Этот роман (действие которого происходит на Выборгской стороне – в исторической части Санкт-Петербурга) является не только классикой русской прозы XX века, но, как убедительно доказал Даниль Шюман, его удивительно интенсивно воспринимали в немецкоязычном пространстве. Сложная история избегающего реальной жизни помещика Обломова, пассивного и закостеневшего в апатии, мечтах и скуке, с 1868 года выходила в многочисленных немецкоязычных переводах, в последний раз в 2012 году в прекрасном переводе Веры Бишицки. Кроме того, это уникальное в мировой литературе изображение праздности служило предметом многочисленных обработок, как литературных, так и в СМИ. В разговорном языке отсюда появилось слово «обломовщина» в смысле вялости и пассивности.

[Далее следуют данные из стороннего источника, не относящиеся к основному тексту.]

PR #365, opened 2023-09-05
Add erase to new map and set

PointKernel:
This PR adds `erase` functionality in the new `static_set` and `static_map`.

### DIFF
--- a/include/cuco/detail/open_addressing/open_addressing_impl.cuh
+++ b/include/cuco/detail/open_addressing/open_addressing_impl.cuh
@@ -640,6 +640,16 @@ class open_addressing_impl {
   }
 
   /**
+   * @brief Gets the sentinel value used to represent an empty key slot.
+   *
+   * @return The sentinel value used to represent an empty key slot
+   */
+  [[nodiscard]] constexpr key_type erased_key_sentinel() const noexcept
+  {
+    return erased_key_sentinel_;
+  }
+
+  /**
    * @brief Gets the key comparator.
    *
    * @return The comparator used to compare keys
--- a/include/cuco/detail/open_addressing/open_addressing_impl.cuh
+++ b/include/cuco/detail/open_addressing/open_addressing_impl.cuh
@@ -641,9 +641,9 @@ class open_addressing_impl {
   }
 
   /**
-   * @brief Gets the sentinel value used to represent an empty key slot.
+   * @brief Gets the sentinel value used to represent an erased key slot.
    *
-   * @return The sentinel value used to represent an empty key slot
+   * @return The sentinel value used to represent an erased key slot
    */
   [[nodiscard]] constexpr key_type erased_key_sentinel() const noexcept
   {
--- a/include/cuco/detail/open_addressing/open_addressing_impl.cuh
+++ b/include/cuco/detail/open_addressing/open_addressing_impl.cuh
@@ -413,16 +413,13 @@ class open_addressing_impl {
   /**
    * @brief Asynchronously erases keys in the range `[first, last)`.
    *
-   * For each key `k` in `[first, last)`, if contains(k) returns true, removes `k` and it's
+   * @note For each key `k` in `[first, last)`, if contains(k) returns true, removes `k` and it's
    * associated value from the container. Else, no effect.
-   *
-   *  Side-effects:
+   * @note Side-effects:
    *  - `contains(k) == false`
    *  - `find(k) == end()`
    *  - `insert({k,v}) == true`
    *  - `size()` is reduced by the total number of erased keys
-   *
-   * This function synchronizes `stream`.
    *
    * @tparam InputIt Device accessible input iterator whose `value_type` is
    * convertible to the container's `key_type`
--- a/include/cuco/detail/open_addressing/open_addressing_impl.cuh
+++ b/include/cuco/detail/open_addressing/open_addressing_impl.cuh
@@ -415,6 +415,7 @@ class open_addressing_impl {
    *
    * @note For each key `k` in `[first, last)`, if contains(k) returns true, removes `k` and it's
    * associated value from the container. Else, no effect.
+   *
    * @note Side-effects:
    *  - `contains(k) == false`
    *  - `find(k) == end()`
--- a/include/cuco/detail/open_addressing/open_addressing_impl.cuh
+++ b/include/cuco/detail/open_addressing/open_addressing_impl.cuh
@@ -34,6 +34,8 @@
 
 #include <cuda/atomic>
 
+#include <cmath>
+
 namespace cuco {
 namespace experimental {
 namespace detail {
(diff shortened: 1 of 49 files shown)


include/cuco/detail/open_addressing/open_addressing_impl.cuh
```diff
@@ -365,6 +410,48 @@ class open_addressing_impl {
...
+   * For each key `k` in `[first, last)`, if contains(k) returns true, removes `k` and it's
+   * associated value from the container. Else, no effect.
+   *
+   *  Side-effects:
+   *  - `contains(k) == false`
+   *  - `find(k) == end()`
+   *  - `insert({k,v}) == true`
+   *  - `size()` is reduced by the total number of erased keys
+   *
+   * This function synchronizes `stream`.
```
sleeepyjack: Should these be `@note`?

include/cuco/detail/open_addressing/open_addressing_impl.cuh
```diff
@@ -365,6 +410,48 @@ class open_addressing_impl {
...
+   *
+   * @throw std::runtime_error if a unique erased key sentinel value was not
+   * provided at construction
+   */
+  template <typename InputIt, typename Ref>
+  void erase_async(InputIt first, InputIt last, Ref container_ref, cuda_stream_ref stream = {})
+  {
+    CUCO_EXPECTS(empty_key_sentinel_ != erased_key_sentinel_,
+                 "The empty key sentinel and erased key sentinel cannot be the same value.",
+                 std::logic_error);
```
sleeepyjack, line 441: So the reason this function can't be `noexcept` is this check. Do we need it here or can we move it to the ctor overload taking a `erased_key_sentinel`?

include/cuco/detail/open_addressing/open_addressing_impl.cuh
```diff
@@ -556,6 +643,16 @@ class open_addressing_impl {
     return empty_key_sentinel_;
   }
 
+  /**
+   * @brief Gets the sentinel value used to represent an empty key slot.
+   *
+   * @return The sentinel value used to represent an empty key slot
```
sleeepyjack:
```suggestion
   * @return The sentinel value used to represent an erased key slot
```

include/cuco/detail/open_addressing/open_addressing_impl.cuh
```diff
@@ -556,6 +643,16 @@ class open_addressing_impl {
     return empty_key_sentinel_;
   }
 
+  /**
+   * @brief Gets the sentinel value used to represent an empty key slot.
```
sleeepyjack:
```suggestion
   * @brief Gets the sentinel value used to represent an erased key slot.
```

include/cuco/detail/open_addressing/open_addressing_ref_impl.cuh
```diff
@@ -130,7 +130,30 @@ class open_addressing_ref_impl {
...
+   *
+   * @param empty_slot_sentinel Sentinel indicating an empty slot
+   * @param erased_key_sentinel Sentinel indicating an erased key
+   * @param predicate Key equality binary callable
+   * @param probing_scheme Probing scheme
+   * @param storage_ref Non-owning ref of slot storage
+   */
+  __host__ __device__ explicit constexpr open_addressing_ref_impl(
+    value_type empty_slot_sentinel,
+    key_type erased_key_sentinel,
```
sleeepyjack, line 151: Having a dedicated struct for all the sentinels will clean this up. Let's make it a future PR.

include/cuco/static_map.cuh
```diff
@@ -367,6 +399,60 @@ class static_map {
...
+   * For each key `k` in `[first, last)`, if contains(k) returns true, removes `k` and it's
+   * associated value from the map. Else, no effect.
+   *
+   *  Side-effects:
+   *  - `contains(k) == false`
+   *  - `find(k) == end()`
+   *  - `insert({k,v}) == true`
+   *  - `size()` is reduced by the total number of erased keys
+   *
+   * This function synchronizes `stream`.
```
sleeepyjack: Should use `@note`?
BTW I love the side-effects section!

include/cuco/static_map.cuh
```diff
@@ -367,6 +399,60 @@ class static_map {
...
```
sleeepyjack: Sam here: `@note`

sleeepyjack (commented):
First round of review. Nice work!

include/cuco/detail/open_addressing/open_addressing_impl.cuh
```diff
@@ -365,6 +410,48 @@ class open_addressing_impl {
...
+   * @brief Asynchronously erases keys in the range `[first, last)`.
+   *
+   * For each key `k` in `[first, last)`, if contains(k) returns true, removes `k` and it's
+   * associated value from the container. Else, no effect.
+   *
+   *  Side-effects:
+   *  - `contains(k) == false`
+   *  - `find(k) == end()`
+   *  - `insert({k,v}) == true`
+   *  - `size()` is reduced by the total number of erased keys
```
PointKernel: @sleeepyjack how to properly "note" in this case?

include/cuco/detail/open_addressing/open_addressing_impl.cuh
PointKernel: We are doing this check in both `erase` and ctor to avoid misuse.

include/cuco/detail/open_addressing/open_addressing_impl.cuh
sleeepyjack: Like this? https://stackoverflow.com/a/34016569

No clue how it looks after rendering.

include/cuco/detail/open_addressing/open_addressing_ref_impl.cuh
PointKernel: So we currently only apply the equal wrapper in container ref but not the container itself. Let me add a TODO here

PointKernel: [d2de184](https://github.com/NVIDIA/cuCollections/pull/365/commits/d2de184f27b9980c77af60e6691ebbcbda997255)

include/cuco/detail/open_addressing/open_addressing_impl.cuh
```diff
@@ -365,6 +410,45 @@ class open_addressing_impl {
...
+  /**
+   * @brief Asynchronously erases keys in the range `[first, last)`.
+   *
+   * @note For each key `k` in `[first, last)`, if contains(k) returns true, removes `k` and it's
+   * associated value from the container. Else, no effect.
+   * @note Side-effects:
+   *  - `contains(k) == false`
+   *  - `find(k) == end()`
+   *  - `insert({k,v}) == true`
+   *  - `size()` is reduced by the total number of erased keys
```
sleeepyjack:
```suggestion
   * @note For each key `k` in `[first, last)`, if `contains(k)` returns true, removes `k` and it's
   * associated value from the container. Else, no effect.
   *
   * @note Side-effects:
   *  - `contains(k) == false`
   *  - `find(k) == end()`
   *  - `insert({k,v}) == true`
   *  - `size()` is reduced by the total number of erased keys
```

IIUC the doxygen docs correctly, `@note` will emit a new paragraph which is terminated by an empty line at the end.

include/cuco/detail/static_map/functors.cuh
```diff
@@ -84,7 +89,8 @@ struct slot_is_filled {
   template <typename Slot>
   __device__ constexpr bool operator()(Slot const& slot) const noexcept
   {
-    return not cuco::detail::bitwise_compare(empty_sentinel_, thrust::get<0>(slot));
+    return not(cuco::detail::bitwise_compare(empty_sentinel_, thrust::get<0>(slot)) or
+               cuco::detail::bitwise_compare(erased_sentinel_, thrust::get<0>(slot)));
```
sleeepyjack, line 93: Unrelated to the PR but FYI: We're using `thrust::get` here which is the right choice. In other places (including my recent PRs), we use `.first`/`.second` which is less generic. We should put this on our TODO list for minor cleanups.

include/cuco/static_set.cuh
```diff
@@ -298,6 +328,56 @@ class static_set {
...
+   * @brief Erases keys in the range `[first, last)`.
+   *
+   * @note For each key `k` in `[first, last)`, if contains(k) returns true, removes `k` and it's
+   * associated value from the container. Else, no effect.
+   * @note This function synchronizes `stream`.
+   * @note Side-effects:
+   *  - `contains(k) == false`
+   *  - `find(k) == end()`
+   *  - `insert({k,v}) == true`
+   *  - `size()` is reduced by the total number of erased keys
```
sleeepyjack:
```suggestion
   * @note For each key `k` in `[first, last)`, if contains(k) returns true, removes `k` and it's
   * associated value from the container. Else, no effect.
   *
   * @note This function synchronizes `stream`.
   *
   * @note Side-effects:
   *  - `contains(k) == false`
   *  - `find(k) == end()`
   *  - `insert({k,v}) == true`
   *  - `size()` is reduced by the total number of erased keys
```

include/cuco/static_set.cuh
```diff
@@ -298,6 +328,56 @@ class static_set {
...
+  /**
+   * @brief Asynchronously erases keys in the range `[first, last)`.
+   *
+   * @note For each key `k` in `[first, last)`, if contains(k) returns true, removes `k` and it's
+   * associated value from the container. Else, no effect.
+   * @note Side-effects:
+   *  - `contains(k) == false`
+   *  - `find(k) == end()`
+   *  - `insert({k,v}) == true`
+   *  - `size()` is reduced by the total number of erased keys
```
sleeepyjack:
```suggestion
   * @note For each key `k` in `[first, last)`, if contains(k) returns true, removes `k` and it's
   * associated value from the container. Else, no effect.
   *
   * @note Side-effects:
   *  - `contains(k) == false`
   *  - `find(k) == end()`
   *  - `insert({k,v}) == true`
   *  - `size()` is reduced by the total number of erased keys
```

sleeepyjack (commented):
Last round. Only a few minor doc changes. LGTM

~~Can you also enable the commented-out section in the `tests/static_set/heterogeneous_lookup_test.cu`?
You can basically erase half of the keys, then rehash, and check if the size after the rehash still matches.~~
Edit: I got confused there...the test is in the rehash PR which is still open. No action item then.

sleeepyjack (approved):
LGTM 🚀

В романе Грюнинга описывается несчастная любовь библиотекаря Йоахима Винклера, живущего в местечке Глиндерода, к приехавшей туда на несколько месяцев из большого города Халле Беате Трегис. Продолжающаяся около полугода связь прерывается из-за того, что ни один из них не готов покинуть привычную среду обитания ради другого. Разведенная, рациональная, активная и целеустремленная Беата сравнивает мир Йоахима с красивым тесным мирком церковной башни и с намеком на «Обломова» называет его Выборгской стороной – островком, на котором она не хочет жить. Йоахим, напротив, книжный червь, чувствительный, рефлексирующий интеллектуал, который хочет пропускать жизнь через себя, а не управлять ей.

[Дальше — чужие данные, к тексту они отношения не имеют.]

PR #374, opened 2023-09-27
Index and key

### LINKED ISSUE #373: [ENHANCEMENT]: Allow cuco to accept keys that are not the same values

The key that is being inserted does not necessarily have to have the same type as the values in the slots.  It just has to be castable to the type that is in the slot.

Modify templates so that you can insert any type that you want, so long as it can be cast to the slot type.

_No response_

### Additional context

Test case: https://godbolt.org/z/E338375bf

esoha-nvidia:
This fixes #373


esoha-nvidia:
@sleeepyjack Please take a look.

PR #377, opened 2023-10-02
Remove HasPayload tparam from OA impl classes

sleeepyjack:
This PR removes the `HasPayload` tparam from the member functions of the `open_addressing_impl` classes and instead dispatches the correct behavior implicitly. This PR additionally moves the `open_addressing_impl` headers to their own subdirectory.


sleeepyjack:
Based on offline discussion, we decided to split this work into multiple PRs.

PointKernel (approved):
Nice cleanups. Thanks!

Грюнинг характеризует своего антигероя как фигуру, окруженную мечтами, размышлениями и воспоминаниями, чья жизнь и любовь при всей интенсивности не имеет будущего. Он не апатичен, как Обломов, который застывает без движения в абсолютном безделии, а скорее является «островным человеком», духовно и телесно подвижным, ощущающим себя вполне дееспособным индивидом, однако желающим проявлять свою дееспособность в замкнутом пространстве, гарантирующем ему внутреннюю свободу. И хотя он неоднократно сопоставляется с героем Гончарова, проводит это сравнение не рассказчик, а Беата («Трижды, трижды Обломов»), которая тем самым дает понять, что ей совершенно непонятна сложная, многогранная личность ее возлюбленного, который во многом напоминает интеллектуалов Юрия Трифонова.

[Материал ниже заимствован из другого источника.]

PR #384, opened 2023-10-14
Add static_map::insert_or_apply aka reduce-by-key

sleeepyjack:
This PR adds a function `static_map::insert_or_apply`, which either inserts a new key-value pair into the map, or, in case the key already exists, applies a reduction function over the associated value.

This effectively replaces the former `cuco::static_reduction_map` and thus superseeds #98.

Closes #82


PointKernel:
Closing this as it's fixed by #515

Несмотря на многочисленные отсылки, роман Грюнинга не является обработкой «Обломова» Гончарова. Это касается как сюжета, так и системы персонажей. Система персонажей в «Обломове» (Обломов – Ольга – Штольц) никак не сопоставима с персонажами Грюнинга Йоахимом – Беатой – Харальдом (муж Беаты). Это касается и характеристики персонажей, и их связей друг с другом. Привлечение «Обломова» оправдано скорее тем, что благодаря контрасту с русским оригиналом удается заострить современную специфику этой любовной истории в социалистическом обществе.